After the demonstration, we worked together—over a week of brainstorming, models, labs, and notes—to discover that the magic behind this trick is just electrons. While they are too small for us to see individually, we can still observe their effects and come to understand that it is their movement through wires and magnets that drives much of our daily lives. I focused on making this apparent to my students as we built a speaker, turned a nail into an electromagnet, and used a hand-cranked electromagnetic generator to power light bulbs.
Although I included math and vocabulary, I was more interested in their ability to explain the main idea. To finish the unit, we studied the local electrical grid and analyzed utility bills for a typical apartment in our community, something the kids loved, in a strange but passionate way.
It was during this demonstration that I really began to love science, when I realized that a science teacher could be something like the opposite of a magician. Through this experience, I worked to convince my students that science is not just something that explains the natural world around us, but something that continues to affect the way we live, work, communicate, play, and exist.
Exit ticket
Nearly a decade after my own experiences in high school and college, feeling unenthusiastic and unfazed by the prospect of a career in STEM, I have come to believe that it is vital for my students to learn the real meaning of science and see themselves as future scientists.
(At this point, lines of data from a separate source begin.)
Issue #24, opened 2018-09-18
pip install stalls for python 2.7


jslavin:
I was using spacepy back in July with no problem and installed it via pip.  I recently ran into a problem with my anaconda install and decided to do a fresh install.  Now installing with pip to a python 2.7 distribution doesn't work (it does work for python 3.6).  It gets to the point:
Building wheels for collected packages: spacepy
  Running setup.py bdist_wheel for spacepy ...
And then just sits there.  Anyone have suggestions on this?

Jon

drsteve:
Thanks @jslavin 
Assuming that you're just doing a straight pip install spacepy, so pulling from PyPI instead of a custom source (like github), then I'm really not sure. The version on PyPI hasn't been updated for a while, so my guess is that the issue is probably something to do with either pip, numpy.distutils or setuptools.

I'm also unable to reproduce. On a Red Hat Enterprise linux system (with Python 2.7) I seem to hit an ```ffnet``` build error, but installing spacepy with ```pip install spacepy --user --no-deps --ignore-installed``` works. That's true for both my regular environment and a clean virtualenv.

On my standard machine (Kubuntu 16.04LTS) I can install from pip (for Python 2.7) using either ```pip install spacepy --user --no-deps``` (which would avoid any ffnet issues, and uses whatever random versions of dependencies I had installed) or ```pip install spacepy --user --ignore-installed``` (which basically forces everything to be reinstalled, even if the dependencies are already met).

Can you  let us know the output from
```
pip --version
python -c "import numpy; print(numpy.version.version)"
python -c "import setuptools; print(setuptools.__version__)"
```
along with your OS version?

Thanks,
Steve

jslavin:
Yes I just did pip install spacepy.  That was with conda in a 2.7 environment. I'm running CentOS 7.
> pip --version
pip 18.0 from /export/slavin/anaconda/envs/py2/lib/python2.7/site-packages/pip (python 2.7)
> python -c "import numpy; print(numpy.version.version)"
1.15.0
> python -c "import setuptools; print(setuptools.__version__)"
40.2.0

I actually solved my problem by just copying over my spacepy directory from my old anaconda install to the new one.  Still it would be nice to understand why pip install didn't work.  I believe that's how I installed it before.  I also tried downloading the code from github and doing "python setup.py build". I used --fcompiler=gnu95.  I ended up getting a bunch of errors related to implied do-lists and in the end it hung.  After killing it I got the message:
[...]

PR #46, opened 2018-10-10
Test against specific numpy versions, plus latest release

### LINKED ISSUE #30: Python 2.7 CI
CI hangs on 2.7 with @drsteve 's latest trials. This might be related to #24 since both seem to be failures in fortan build. But we should ideally have travis running on 2.7, at least for now.

### LINKED ISSUE #31: Pinned dependencies on CI
Continuous integration builds on pull requests shouldn't fail just because a dependency has been updated, so we should probably pin versions there.

drsteve:
Updates to the Travis CI configuration.

Specifically, this adds a testing matrix with specified versions of Python and numpy.
 - Python 2.7 is now tested. Closes #30 
 - Specific versions of numpy are tested. Closes #31 
 - The latest release of numpy will also be tested as one matrix member uses constraints, e.g., >=1.6,!=1.15.0

All testing passes. Numpy 1.1.5.0 is specifically excluded from testing due to the issue described in #24 and #30 

For now I've kept the testing matrix relatively small. It can always be expanded as we develop a concrete plan for what needs testing (which I see as a future enhancement, not required to close the issues at hand). This PR provides a blueprint for expanding the testing in the future..

### DIFF
--- a/.travis.yml
+++ b/.travis.yml
@@ -4,13 +4,17 @@ matrix:
  include:
   - python: 2.7
     env: NUMPY_VERSION="==1.15.2"
+  - python: 2.7
     env: NUMPY_VERSION="==1.13.3"
+  - python: 2.7
     env: NUMPY_VERSION="==1.11.3"
   - python: 3.5
     env: NUMPY_VERSION=">=1.6,!=1.15.0"
+  - python: 2.7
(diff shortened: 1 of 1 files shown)


balarsen:
Thanks Steve!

Today, I openly share with my students why I hated science and why I now love it. They know that my focus is more on learning how to think and work like scientists than on memorizing formulas. Instead, I lean into questions about climate change, microplastics, PFAs, artificial intelligence, and the future of Earth and space exploration—topics that will undoubtedly be important for students to understand and know about long after they leave my classroom.
For me, the goal of high school science is for students to leave my classroom with the curiosity to ask questions about the world around them, the perseverance and ingenuity to find the answer, and the confidence that they can contribute to shaping the world they inherit. If teachers and caregivers can point out the relevance of science to the world around them, I am hopeful that we can move toward more inclusive and representative decision-making and inquiry.